__THE PROBLEM__
Every record that follows should be printed verbatim.

━━━ PROVIDED INFORMATION ━━━

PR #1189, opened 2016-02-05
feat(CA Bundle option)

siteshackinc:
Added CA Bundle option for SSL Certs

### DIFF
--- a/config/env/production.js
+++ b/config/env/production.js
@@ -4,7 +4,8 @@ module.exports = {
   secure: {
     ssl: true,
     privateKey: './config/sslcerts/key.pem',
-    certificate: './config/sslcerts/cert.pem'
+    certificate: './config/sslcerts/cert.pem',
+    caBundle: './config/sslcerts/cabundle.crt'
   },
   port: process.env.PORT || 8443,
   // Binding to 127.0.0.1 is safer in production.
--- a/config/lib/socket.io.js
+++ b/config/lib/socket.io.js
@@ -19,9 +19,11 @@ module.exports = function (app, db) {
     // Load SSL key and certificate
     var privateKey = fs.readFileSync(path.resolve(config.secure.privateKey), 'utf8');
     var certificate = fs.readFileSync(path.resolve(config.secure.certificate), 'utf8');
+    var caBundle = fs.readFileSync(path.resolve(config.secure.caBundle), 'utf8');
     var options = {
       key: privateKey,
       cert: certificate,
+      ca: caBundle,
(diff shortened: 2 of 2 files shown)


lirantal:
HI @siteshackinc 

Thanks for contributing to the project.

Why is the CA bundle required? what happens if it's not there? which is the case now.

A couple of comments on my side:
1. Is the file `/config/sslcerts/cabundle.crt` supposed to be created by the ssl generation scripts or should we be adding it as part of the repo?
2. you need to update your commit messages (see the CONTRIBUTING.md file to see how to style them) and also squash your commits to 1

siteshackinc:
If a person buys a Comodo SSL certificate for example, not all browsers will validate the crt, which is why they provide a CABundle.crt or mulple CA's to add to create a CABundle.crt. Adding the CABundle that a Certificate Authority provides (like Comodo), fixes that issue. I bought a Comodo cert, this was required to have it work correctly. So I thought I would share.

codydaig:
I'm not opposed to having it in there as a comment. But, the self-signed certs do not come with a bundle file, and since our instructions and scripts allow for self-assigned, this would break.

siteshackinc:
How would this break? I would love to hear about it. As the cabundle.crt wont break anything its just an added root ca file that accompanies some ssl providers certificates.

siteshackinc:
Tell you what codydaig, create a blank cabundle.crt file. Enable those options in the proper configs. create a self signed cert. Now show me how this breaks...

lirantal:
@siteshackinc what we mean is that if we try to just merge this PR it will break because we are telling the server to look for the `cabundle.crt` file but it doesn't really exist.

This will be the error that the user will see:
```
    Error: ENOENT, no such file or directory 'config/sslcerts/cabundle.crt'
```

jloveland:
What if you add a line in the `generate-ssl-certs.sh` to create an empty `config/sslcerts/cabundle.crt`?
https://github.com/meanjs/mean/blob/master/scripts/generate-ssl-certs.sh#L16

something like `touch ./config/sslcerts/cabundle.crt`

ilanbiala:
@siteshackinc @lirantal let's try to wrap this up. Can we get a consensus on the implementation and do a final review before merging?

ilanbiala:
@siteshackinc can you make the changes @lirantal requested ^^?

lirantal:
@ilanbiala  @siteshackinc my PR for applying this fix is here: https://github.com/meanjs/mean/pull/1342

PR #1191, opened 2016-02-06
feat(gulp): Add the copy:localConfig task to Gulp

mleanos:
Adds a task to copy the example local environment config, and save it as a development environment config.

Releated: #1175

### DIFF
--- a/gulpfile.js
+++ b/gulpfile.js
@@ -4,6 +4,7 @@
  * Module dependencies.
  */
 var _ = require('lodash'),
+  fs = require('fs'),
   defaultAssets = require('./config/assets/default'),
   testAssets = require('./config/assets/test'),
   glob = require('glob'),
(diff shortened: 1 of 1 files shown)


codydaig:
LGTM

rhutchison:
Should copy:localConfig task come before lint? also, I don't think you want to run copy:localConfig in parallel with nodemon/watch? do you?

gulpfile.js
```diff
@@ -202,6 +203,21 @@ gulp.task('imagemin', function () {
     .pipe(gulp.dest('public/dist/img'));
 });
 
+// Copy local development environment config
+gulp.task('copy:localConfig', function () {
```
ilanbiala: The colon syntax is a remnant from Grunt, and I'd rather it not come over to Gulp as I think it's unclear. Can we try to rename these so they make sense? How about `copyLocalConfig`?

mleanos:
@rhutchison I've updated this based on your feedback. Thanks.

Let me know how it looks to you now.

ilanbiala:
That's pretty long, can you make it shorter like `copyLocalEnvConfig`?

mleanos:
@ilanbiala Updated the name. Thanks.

━━━

__RESPONSE__
PR #1189, opened 2016-02-05
feat(CA Bundle option)

siteshackinc:
Added CA Bundle option for SSL Certs

### DIFF
--- a/config/env/production.js
+++ b/config/env/production.js
@@ -4,7 +4,8 @@ module.exports = {
   secure: {
     ssl: true,
     privateKey: './config/sslcerts/key.pem',
-    certificate: './config/sslcerts/cert.pem'
+    certificate: './config/sslcerts/cert.pem',
+    caBundle: './config/sslcerts/cabundle.crt'
   },
   port: process.env.PORT || 8443,
   // Binding to 127.0.0.1 is safer in production.
--- a/config/lib/socket.io.js
+++ b/config/lib/socket.io.js
@@ -19,9 +19,11 @@ module.exports = function (app, db) {
     // Load SSL key and certificate
     var privateKey = fs.readFileSync(path.resolve(config.secure.privateKey), 'utf8');
     var certificate = fs.readFileSync(path.resolve(config.secure.certificate), 'utf8');
+    var caBundle = fs.readFileSync(path.resolve(config.secure.caBundle), 'utf8');
     var options = {
       key: privateKey,
       cert: certificate,
+      ca: caBundle,
(diff shortened: 2 of 2 files shown)


lirantal:
HI @siteshackinc 

Thanks for contributing to the project.

Why is the CA bundle required? what happens if it's not there? which is the case now.

A couple of comments on my side:
1. Is the file `/config/sslcerts/cabundle.crt` supposed to be created by the ssl generation scripts or should we be adding it as part of the repo?
2. you need to update your commit messages (see the CONTRIBUTING.md file to see how to style them) and also squash your commits to 1

siteshackinc:
If a person buys a Comodo SSL certificate for example, not all browsers will validate the crt, which is why they provide a CABundle.crt or mulple CA's to add to create a CABundle.crt. Adding the CABundle that a Certificate Authority provides (like Comodo), fixes that issue. I bought a Comodo cert, this was required to have it work correctly. So I thought I would share.

codydaig:
I'm not opposed to having it in there as a comment. But, the self-signed certs do not come with a bundle file, and since our instructions and scripts allow for self-assigned, this would break.

siteshackinc:
How would this break? I would love to hear about it. As the cabundle.crt wont break anything its just an added root ca file that accompanies some ssl providers certificates.

siteshackinc:
Tell you what codydaig, create a blank cabundle.crt file. Enable those options in the proper configs. create a self signed cert. Now show me how this breaks...

lirantal:
@siteshackinc what we mean is that if we try to just merge this PR it will break because we are telling the server to look for the `cabundle.crt` file but it doesn't really exist.

This will be the error that the user will see:
```
    Error: ENOENT, no such file or directory 'config/sslcerts/cabundle.crt'
```

jloveland:
What if you add a line in the `generate-ssl-certs.sh` to create an empty `config/sslcerts/cabundle.crt`?
https://github.com/meanjs/mean/blob/master/scripts/generate-ssl-certs.sh#L16

something like `touch ./config/sslcerts/cabundle.crt`

ilanbiala:
@siteshackinc @lirantal let's try to wrap this up. Can we get a consensus on the implementation and do a final review before merging?

ilanbiala:
@siteshackinc can you make the changes @lirantal requested ^^?

lirantal:
@ilanbiala  @siteshackinc my PR for applying this fix is here: https://github.com/meanjs/mean/pull/1342

PR #1191, opened 2016-02-06
feat(gulp): Add the copy:localConfig task to Gulp

mleanos:
Adds a task to copy the example local environment config, and save it as a development environment config.

Releated: #1175

### DIFF
--- a/gulpfile.js
+++ b/gulpfile.js
@@ -4,6 +4,7 @@
  * Module dependencies.
  */
 var _ = require('lodash'),
+  fs = require('fs'),
   defaultAssets = require('./config/assets/default'),
   testAssets = require('./config/assets/test'),
   glob = require('glob'),
(diff shortened: 1 of 1 files shown)


codydaig:
LGTM

rhutchison:
Should copy:localConfig task come before lint? also, I don't think you want to run copy:localConfig in parallel with nodemon/watch? do you?

gulpfile.js
```diff
@@ -202,6 +203,21 @@ gulp.task('imagemin', function () {
     .pipe(gulp.dest('public/dist/img'));
 });
 
+// Copy local development environment config
+gulp.task('copy:localConfig', function () {
```
ilanbiala: The colon syntax is a remnant from Grunt, and I'd rather it not come over to Gulp as I think it's unclear. Can we try to rename these so they make sense? How about `copyLocalConfig`?

mleanos:
@rhutchison I've updated this based on your feedback. Thanks.

Let me know how it looks to you now.

ilanbiala:
That's pretty long, can you make it shorter like `copyLocalEnvConfig`?

mleanos:
@ilanbiala Updated the name. Thanks.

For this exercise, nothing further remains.